Stephen helped me load my things into the back of my car. “I completely understand,” he said, although he didn't. “You want to take some time off before choosing your next big case.”

I wanted to take some time off before choosing whether I ever wanted to take another case, period, but that was beyond Stephen's realm of belief. You didn't go to law school and make
Law Review
and work in the trenches to land the trial of a lifetime, only to question your own career choice. But on another level, Stephen couldn't accept that I might be moving away for good. I knew this because I felt the same way. In our eight years together we had not married, but we hadn't separated, either.

“You'll call me when you get there?” Stephen asked, but before I could answer, he kissed me. Our lips separated like a seam being ripped, and then I got into the car and drove away.

I suppose other women in my position—by this I mean heartbroken, at odds, and recently given a large sum of money— might have chosen a different destination. Grand Cayman, Paris, even a soul-searching hike through the Rockies. For me, there was never any question that if I wanted to lick my wounds, I would wind up in Paradise, Pennsylvania. As a child, I'd spent a week there every summer. My great-uncle had a farm there and progressively sold off lots and parcels of land until he died, at which point his son Frank moved into the big house, planted grass where the field corn had been, and opened a woodworking shop. Frank was my father's age, and had been married to Leda long before I was ever born.

I couldn't begin to tell you what I did during those summers in Paradise, but what stayed with me all those years was the calm that pervaded their home, and the smooth efficiency with which things were accomplished. At first, I'd thought it was because Leda and Frank had never had children of their own. Later, I came to understand it was something in Leda herself, something tied to the fact that she had grown up Amish.

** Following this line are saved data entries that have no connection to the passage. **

PR #10608, opened 2026-09-09
fuse: Update to 3.18.3

clintre:
**Summary**
- [Change Log](https://github.com/faust-streaming/cChardet/releases#release-v3.2.0)

**Security**
- fuse_session_custom_io(): Disabled by default to prevent custom IO peers from forging requests without bounds checks, which could crash or corrupt the filesystem.
- fusermount3 Symlink Swap Prevention: Resolves mountpoints a single time using O_PATH|O_NOFOLLOW to prevent attackers from redirecting the mount via symlink swapping.
- fusermount3 Privilege Drop (Auto-Unmount): Runs the auto-unmount probe as the calling user rather than as root, preventing attackers from opening arbitrary paths via symlinks.
- fusermount3 Privilege Drop (Fallback): If passing the device descriptor fails, it safely unmounts by dropping privileges and running standard checks, rather than executing umount2() as root on a caller-supplied path.
- fusermount3 Descriptor Validation: Now checks the return value of fstat() when validating the communication file descriptor.
- fusermount3 Out-of-Bounds Fix: Fixes an out-of-bounds read that triggered when option strings were completely empty (e.g., during read-only mounts).
- fusermount3 Configuration Fix: Rejects invalid negative mount_max values (like -2) which previously broke and blocked all non-root mounts.
- mount_util Argument Injection: Terminates /bin/mount and /bin/umount arguments with so unprivileged users cannot trick mount(8) into executing malicious positional operands.
- mount_util BusyBox Compatibility: Skips the mtab update entirely for option-like arguments, as BusyBox's mount(8) does not honor the terminator.
- Unmount Safety: Passes the UMOUNT_NOFOLLOW flag to both kernel and non-setuid unmount paths in fusermount3 and the core library.
- util Pointer Underflow: Avoids a pointer underflow bug when trimming lines in fuse.conf.
- Privilege Escalation Prevention (lib): Correctly relays KILLPRIV_V2 flags on file truncations and writes, ensuring suid/sgid bits are properly stripped by the filesystem and do not survive malicious modifications.

**Test Plan**
- Test with sshfs
- Build `sshfs-fuse` against this version.

**Checklist**

### DIFF
--- a/packages/f/fuse/abi_used_symbols
+++ b/packages/f/fuse/abi_used_symbols
@@ -9,6 +9,7 @@ libc.so.6:__isoc23_strtoul
 libc.so.6:__isoc99_sscanf
 libc.so.6:__libc_start_main
 libc.so.6:__memmove_chk
+libc.so.6:__open64_2
 libc.so.6:__printf_chk
 libc.so.6:__realpath_chk
 libc.so.6:__snprintf_chk
@@ -39,6 +40,7 @@ libc.so.6:environ
 libc.so.6:execl
 libc.so.6:execle
 libc.so.6:exit
+libc.so.6:fchdir
 libc.so.6:fclose
 libc.so.6:fcntl64
 libc.so.6:ferror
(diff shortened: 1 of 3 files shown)


HarveyDevel:
Sorry already pushed. I didn't add the install macro if you wanna address that tho along with doing ${varname}

clintre:
No worries didn't see it. I will get those next time. Actually was doing it on the side with other stuff.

You could not summer in Paradise and not come in contact with the Old Order Amish, who were such an intrinsic part of the Lancaster area. The Plain people, as they called themselves, clipped along in their buggies in the thick of automobile traffic; they stood in line at the grocery store in their old-fashioned clothing; they smiled shyly from behind their farm stands where we went to buy fresh vegetables. That was, in fact, how I learned about Leda's past. We were waiting to buy armfuls of sweet corn when Leda struck up a conversation—in Pennsylvania Dutch!—with the woman who was making the sale. I was eleven, and hearing Leda—as American as me—slip into the Germanic dialect was enough to astound me. But then Leda handed me a ten-dollar bill. “Give this to the lady, Ellie,” she said, even though she was standing right there and could have done it herself.